Lindsay Angus, Baxter-Parker Gregory, Gieseg Steven P
Institution for Physical Activity and Nutrition (IPAN), School of Exercise and Nutrition Sciences, Deakin University, Geelong, Australia.
School of Biological Sciences, University of Canterbury, Christchurch 8140, New Zealand.
J Clin Med. 2019 Sep 3;8(9):1383. doi: 10.3390/jcm8091383.

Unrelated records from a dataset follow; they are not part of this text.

PR #196, opened 2023-05-26
Add warmupBeforeSync parameter, which triggers 100ms of infinite loop before each sync step.

rniwa:
This will allow us to evaluate the impact of using rAF vs. timer with regards to CPU throttling.

### DIFF
--- a/resources/benchmark-runner.mjs
+++ b/resources/benchmark-runner.mjs
@@ -327,6 +327,10 @@ export class BenchmarkRunner {
         let asyncStartTime;
         let asyncTime;
         const runSync = () => {
+            if (params.warmupBeforeSync) {
+                const startTime = performance.now();
+                while (performance.now() - startTime < params.warmupBeforeSync); // Infinite loop for the specified ms.
+            }
             performance.mark(startLabel);
             const syncStartTime = performance.now();
             test.run(this._page);
--- a/resources/params.mjs
+++ b/resources/params.mjs
@@ -51,6 +51,13 @@ class Params {
             searchParams.delete("useWarmupSuite");
         }
 
+        if (searchParams.has("warmupBeforeSync")) {
+            this.warmupBeforeSync = parseInt(searchParams.get("warmupBeforeSync"));
+            if (this.warmupBeforeSync < 1)
+                throw new Error(`Invalid warmupBeforeSync param: ${this.warmupBeforeSync}`);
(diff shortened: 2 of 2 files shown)


bgrins:
Interesting idea. Do you have any initial findings with running this locally?

rniwa:
Chrome seems to benefit from this warmup:

Chrome 113.0.5672.126

Timer-based
35.6 ± 1.1
35.6 ± 0.78
36.1 ± 0.82

rAF-based
34.3 ± 0.67
33.9 ± 0.70
34.6 ± 0.76

rAF-based with warmupBeforeSync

We performed a systematic review of the literature to evaluate pterins as biomarkers of mechanical and impact-induced trauma. MEDLINE and Scopus were searched in March 2019. We included in vivo human studies that measured a pterin in response to mechanical or impact-induced trauma with no underlying prior disease or complication. We included 40 studies with a total of 3829 subjects. Seventy-seven percent of studies measured a significant increase in a pterin, primarily neopterin or total neopterin (neopterin + 7,8-dihydroneopterin). Fifty-one percent of studies measured an increase within 24 h or trauma, while 46% measured increases beyond 48 h. Pterins also showed promise as predictors of post-trauma complications such as sepsis, multi-organ failure and mortality. Exercise-induced trauma and traumatic brain injury caused an immediate increase in neopterin or total neopterin, while patients of multiple trauma had elevated pterin levels that remained above baseline for several days. Pterin concentration changes in response to surgery were variable with patients undergoing cardiac surgery having immediate and sustained pterin increases, while hysterectomy, liver resection or hysterectomy showed no change. This review provides systematic evidence that pterins, in particular neopterin and total neopterin, increase in response to multiple forms of mechanical or impact-induced trauma.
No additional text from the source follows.